> [PROBLEM REQUIREMENTS] All of the records below should be output exactly.

-.-.-

Issue #1826, opened 2022-07-29
UI Bug Mobile: Some elements are not viewable/accessible  , due to height issues


relativisticelectron:
On mobile (not the browser emulated mobile screen, but a real mobile phone, firefox), it shows that the last entry of the tx-table is not viewable. 
![Screenshot_20220728_220411_org mozilla firefox](https://user-images.githubusercontent.com/60378539/181682704-995e4ff4-d185-4d10-a0a2-33f0f329e670.jpg)

This is however not a problem due the tx-table, but occurs on every page. It is explained here: https://css-tricks.com/the-trick-to-viewport-units-on-mobile/
On mobile I get `window.innerHeight = 600, window.outerHeight = 656`

moneymanolis:
This currently creates huge additional space at the bottom of the tx table for me:

<img width="1066" alt="grafik" src="https://user-images.githubusercontent.com/70536101/183256525-76f60690-9cae-4552-bc91-e2db14ff1e23.png">

I think it would be good to use media queries to restrict the extra spacing to mobile devices, have a look here for example: 
https://wpbuffs.com/media-query-for-mobile/

I could not reproduce the issue in the first place using Firefox but this depends on so much stuff besides the browser.

relativisticelectron:
Fixed by https://github.com/cryptoadvance/specter-desktop/pull/1827

PR #1827, opened 2022-07-29
UI Bugfix Mobile: Add distance at the bottom, if there is a difference between `window.innerHeight` and `window.outerHeight` 

relativisticelectron:
Fix for https://github.com/cryptoadvance/specter-desktop/issues/1826


moneymanolis:
This currently creates huge additional space at the bottom of the tx table for me:

grafik

I think it would be good to use media queries to restrict the extra spacing to mobile devices, have a look here for example: 
https://wpbuffs.com/media-query-for-mobile/

I could not reproduce the issue in the first place using Firefox but this depends on so much stuff besides the browser.

src/cryptoadvance/specter/static/styles.css
```diff
@@ -1244,3 +1244,16 @@ input:checked + .slider:before {
...
     transform: translateX(26px);
 }
+
+
+
+/* The viewable height is often smaller than the height given by the browser. 
+See: https://css-tricks.com/the-trick-to-viewport-units-on-mobile/
+This style is used for a div at the bottom in the <main> element to create a distance at the bottom of the pages
+*/
+.mobile-distance-element-botom {
```
moneymanolis, line 1254: Typo, should be bot**t**om

src/cryptoadvance/specter/templates/device/device.jinja
```diff
@@ -138,33 +138,34 @@
...
-			<button type="submit" style="background: none; color: inherit; border: none; padding: 0; font: inherit; cursor: pointer; outline: inherit;">
-				<div class="small-card radio">
-					<img src="{{ url_for('static', filename='img/key.svg') }}" class="svg-white" style="width: 120px;">
-					{{ _("Create single key wallet") }}
-				</div>
-			</button>
-		</form>
-		{% if specter.device_manager.devices | length > 1 %}
-			<a href="{{ url_for('wallets_endpoint.new_wallet', wallet_type='multisig') }}" style="text-decoration: none;">
+		<h1>{{ _("New device was added successfully!") }}</h1>
```
moneymanolis, line 141: Looks like GitHub is showing a weird diff here, this code is already on master as far as I can see ...

src/cryptoadvance/specter/static/styles.css
```diff
@@ -1244,3 +1244,16 @@ input:checked + .slider:before {
...
+    height: mobileDistanceElementBotomHeight; /* Fallback for browsers that do not support Custom Properties */
```
moneymanolis, line 1255: How is this a fallback? What would such a browser do with "mobileDistanceElementBotomHeight"?

relativisticelectron:
> This currently creates huge additional space at the bottom of the tx table for me:

Strange. Ok. Then this difference calculation is not a good idea.

> 
> I think it would be good to use media queries to restrict the extra spacing to mobile devices, have a look here for more on that: https://wpbuffs.com/media-query-for-mobile/
> 
> Sth. like this:
> 
> ```
> 
> @media only screen and (max-width: 600px) {
> .mobile-distance-element-botom {
>     height: mobileDistanceElementBotomHeight; /* Fallback for browsers that do not support Custom Properties */
>     height: var(--mobileDistanceElementBotomHeight, mobileDistanceElementBotomHeight);
>     flex-shrink: 0;
>     width: 100%;
>   }
> }
> ```
> 
> BTW: I could not reproduce the issue in the first place using Firefox but this depends on so much stuff besides the browser. Update: Could reproduce it with Safari.

Ok, I will try the `@media`.

moneymanolis:
Also: Did you try this approach as well? 
https://css-tricks.com/the-trick-to-viewport-units-on-mobile/
Would be a bit more tailored towards the individual viewports than the difference between `innerHeight` and `outerHeight`.

Does not work for Safari for me, though, and Firefox works fine without anything for me, so can't verify whether this helps as well.

src/cryptoadvance/specter/templates/device/device.jinja
relativisticelectron: There was a `/div`  missing on master, and the inner codeblock was not indented.

relativisticelectron:
> Also: Did you try this approach as well? https://css-tricks.com/the-trick-to-viewport-units-on-mobile/ Would be a bit more tailored towards the individual viewports than the difference between `innerHeight` and `outerHeight`.
> 
> Does not work for Safari for me, though, and Firefox works fine without anything for me, so can't verify whether this helps as well.

This is where I have the idea from to use the `innerHeight`, and then discovered that `outerHeight - innerHeight` fits the height of the navigation bar.  Their JS code is not directly applicable, because we have nothing to shrink. On our  endpoints are various elements that get cut off by the navigation bar.

relativisticelectron:
The `window.outerHeight` was the wrong [approach](https://developer.mozilla.org/en-US/docs/Web/API/Window/outerHeight).   
I now changed it to a fixed height if it is a narrow screen.

src/cryptoadvance/specter/static/styles.css
```diff
@@ -1249,6 +1264,10 @@ input:checked + .slider:before {
     -ms-transform: translateX(26px);
     transform: translateX(26px);
 }
+
```
moneymanolis, line 1267: Why those extra lines? Remove?

src/cryptoadvance/specter/static/styles.css
```diff
@@ -1019,6 +1019,18 @@ nav.collapse-on-mobile a.mobile-nav-icon {
     display: none;
 }
 
+
+/* The viewable height is often smaller than the height given by the browser. 
+See: https://css-tricks.com/the-trick-to-viewport-units-on-mobile/
+This style is used for a div at the bottom in the <main> element to create a distance at the bottom of the pages
+*/
+.mobile-distance-element-botom {
```
moneymanolis, line 1027: Please fix the spelling of bottom

src/cryptoadvance/specter/static/styles.css
```diff
@@ -1192,6 +1204,9 @@ nav.collapse-on-mobile a.mobile-nav-icon {
     .main-page-container{
         background-image: none;
       }
+    .mobile-distance-element-botom {
+        height: var(--mobileDistanceElementBotomHeight, mobileDistanceElementBotomHeight);
```
moneymanolis, line 1208: Doesn't make sense to repeat the variable here, better to provide some px value as fallback.

grafik

src/cryptoadvance/specter/static/styles.css
relativisticelectron: done

src/cryptoadvance/specter/static/styles.css
relativisticelectron: Sorry, I didn't even see the typo until now!   Done.

src/cryptoadvance/specter/static/styles.css
relativisticelectron: Thanks for the reminder. Done.

src/cryptoadvance/specter/static/styles.css
relativisticelectron: I removed it.

src/cryptoadvance/specter/static/styles.css
relativisticelectron: Done. (now)

src/cryptoadvance/specter/templates/base.jinja
```diff
@@ -40,6 +40,9 @@
 			}
 		</style>
 		<script type="text/javascript" src="{{ url_for('static', filename='helpers.js') }}"></script>
+		<script>
```
moneymanolis, line 43: Can we move this to `helpers.js`?

relativisticelectron: Yes, that fits well in there. Done.

moneymanolis: Great, thanks.

moneymanolis (approved):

-.-.-

> [THE ANSWER]
Issue #1826, opened 2022-07-29
UI Bug Mobile: Some elements are not viewable/accessible  , due to height issues


relativisticelectron:
On mobile (not the browser emulated mobile screen, but a real mobile phone, firefox), it shows that the last entry of the tx-table is not viewable. 
![Screenshot_20220728_220411_org mozilla firefox](https://user-images.githubusercontent.com/60378539/181682704-995e4ff4-d185-4d10-a0a2-33f0f329e670.jpg)

This is however not a problem due the tx-table, but occurs on every page. It is explained here: https://css-tricks.com/the-trick-to-viewport-units-on-mobile/
On mobile I get `window.innerHeight = 600, window.outerHeight = 656`

moneymanolis:
This currently creates huge additional space at the bottom of the tx table for me:

<img width="1066" alt="grafik" src="https://user-images.githubusercontent.com/70536101/183256525-76f60690-9cae-4552-bc91-e2db14ff1e23.png">

I think it would be good to use media queries to restrict the extra spacing to mobile devices, have a look here for example: 
https://wpbuffs.com/media-query-for-mobile/

I could not reproduce the issue in the first place using Firefox but this depends on so much stuff besides the browser.

relativisticelectron:
Fixed by https://github.com/cryptoadvance/specter-desktop/pull/1827

PR #1827, opened 2022-07-29
UI Bugfix Mobile: Add distance at the bottom, if there is a difference between `window.innerHeight` and `window.outerHeight` 

relativisticelectron:
Fix for https://github.com/cryptoadvance/specter-desktop/issues/1826


moneymanolis:
This currently creates huge additional space at the bottom of the tx table for me:

grafik

I think it would be good to use media queries to restrict the extra spacing to mobile devices, have a look here for example: 
https://wpbuffs.com/media-query-for-mobile/

I could not reproduce the issue in the first place using Firefox but this depends on so much stuff besides the browser.

src/cryptoadvance/specter/static/styles.css
```diff
@@ -1244,3 +1244,16 @@ input:checked + .slider:before {
...
     transform: translateX(26px);
 }
+
+
+
+/* The viewable height is often smaller than the height given by the browser. 
+See: https://css-tricks.com/the-trick-to-viewport-units-on-mobile/
+This style is used for a div at the bottom in the <main> element to create a distance at the bottom of the pages
+*/
+.mobile-distance-element-botom {
```
moneymanolis, line 1254: Typo, should be bot**t**om

src/cryptoadvance/specter/templates/device/device.jinja
```diff
@@ -138,33 +138,34 @@
...
-			<button type="submit" style="background: none; color: inherit; border: none; padding: 0; font: inherit; cursor: pointer; outline: inherit;">
-				<div class="small-card radio">
-					<img src="{{ url_for('static', filename='img/key.svg') }}" class="svg-white" style="width: 120px;">
-					{{ _("Create single key wallet") }}
-				</div>
-			</button>
-		</form>
-		{% if specter.device_manager.devices | length > 1 %}
-			<a href="{{ url_for('wallets_endpoint.new_wallet', wallet_type='multisig') }}" style="text-decoration: none;">
+		<h1>{{ _("New device was added successfully!") }}</h1>
```
moneymanolis, line 141: Looks like GitHub is showing a weird diff here, this code is already on master as far as I can see ...

src/cryptoadvance/specter/static/styles.css
```diff
@@ -1244,3 +1244,16 @@ input:checked + .slider:before {
...
+    height: mobileDistanceElementBotomHeight; /* Fallback for browsers that do not support Custom Properties */
```
moneymanolis, line 1255: How is this a fallback? What would such a browser do with "mobileDistanceElementBotomHeight"?

relativisticelectron:
> This currently creates huge additional space at the bottom of the tx table for me:

Strange. Ok. Then this difference calculation is not a good idea.

> 
> I think it would be good to use media queries to restrict the extra spacing to mobile devices, have a look here for more on that: https://wpbuffs.com/media-query-for-mobile/
> 
> Sth. like this:
> 
> ```
> 
> @media only screen and (max-width: 600px) {
> .mobile-distance-element-botom {
>     height: mobileDistanceElementBotomHeight; /* Fallback for browsers that do not support Custom Properties */
>     height: var(--mobileDistanceElementBotomHeight, mobileDistanceElementBotomHeight);
>     flex-shrink: 0;
>     width: 100%;
>   }
> }
> ```
> 
> BTW: I could not reproduce the issue in the first place using Firefox but this depends on so much stuff besides the browser. Update: Could reproduce it with Safari.

Ok, I will try the `@media`.

moneymanolis:
Also: Did you try this approach as well? 
https://css-tricks.com/the-trick-to-viewport-units-on-mobile/
Would be a bit more tailored towards the individual viewports than the difference between `innerHeight` and `outerHeight`.

Does not work for Safari for me, though, and Firefox works fine without anything for me, so can't verify whether this helps as well.

src/cryptoadvance/specter/templates/device/device.jinja
relativisticelectron: There was a `/div`  missing on master, and the inner codeblock was not indented.

relativisticelectron:
> Also: Did you try this approach as well? https://css-tricks.com/the-trick-to-viewport-units-on-mobile/ Would be a bit more tailored towards the individual viewports than the difference between `innerHeight` and `outerHeight`.
> 
> Does not work for Safari for me, though, and Firefox works fine without anything for me, so can't verify whether this helps as well.

This is where I have the idea from to use the `innerHeight`, and then discovered that `outerHeight - innerHeight` fits the height of the navigation bar.  Their JS code is not directly applicable, because we have nothing to shrink. On our  endpoints are various elements that get cut off by the navigation bar.

relativisticelectron:
The `window.outerHeight` was the wrong [approach](https://developer.mozilla.org/en-US/docs/Web/API/Window/outerHeight).   
I now changed it to a fixed height if it is a narrow screen.

src/cryptoadvance/specter/static/styles.css
```diff
@@ -1249,6 +1264,10 @@ input:checked + .slider:before {
     -ms-transform: translateX(26px);
     transform: translateX(26px);
 }
+
```
moneymanolis, line 1267: Why those extra lines? Remove?

src/cryptoadvance/specter/static/styles.css
```diff
@@ -1019,6 +1019,18 @@ nav.collapse-on-mobile a.mobile-nav-icon {
     display: none;
 }
 
+
+/* The viewable height is often smaller than the height given by the browser. 
+See: https://css-tricks.com/the-trick-to-viewport-units-on-mobile/
+This style is used for a div at the bottom in the <main> element to create a distance at the bottom of the pages
+*/
+.mobile-distance-element-botom {
```
moneymanolis, line 1027: Please fix the spelling of bottom

src/cryptoadvance/specter/static/styles.css
```diff
@@ -1192,6 +1204,9 @@ nav.collapse-on-mobile a.mobile-nav-icon {
     .main-page-container{
         background-image: none;
       }
+    .mobile-distance-element-botom {
+        height: var(--mobileDistanceElementBotomHeight, mobileDistanceElementBotomHeight);
```
moneymanolis, line 1208: Doesn't make sense to repeat the variable here, better to provide some px value as fallback.

grafik

src/cryptoadvance/specter/static/styles.css
relativisticelectron: done

src/cryptoadvance/specter/static/styles.css
relativisticelectron: Sorry, I didn't even see the typo until now!   Done.

src/cryptoadvance/specter/static/styles.css
relativisticelectron: Thanks for the reminder. Done.

src/cryptoadvance/specter/static/styles.css
relativisticelectron: I removed it.

src/cryptoadvance/specter/static/styles.css
relativisticelectron: Done. (now)

src/cryptoadvance/specter/templates/base.jinja
```diff
@@ -40,6 +40,9 @@
 			}
 		</style>
 		<script type="text/javascript" src="{{ url_for('static', filename='helpers.js') }}"></script>
+		<script>
```
moneymanolis, line 43: Can we move this to `helpers.js`?

relativisticelectron: Yes, that fits well in there. Done.

moneymanolis: Great, thanks.

moneymanolis (approved):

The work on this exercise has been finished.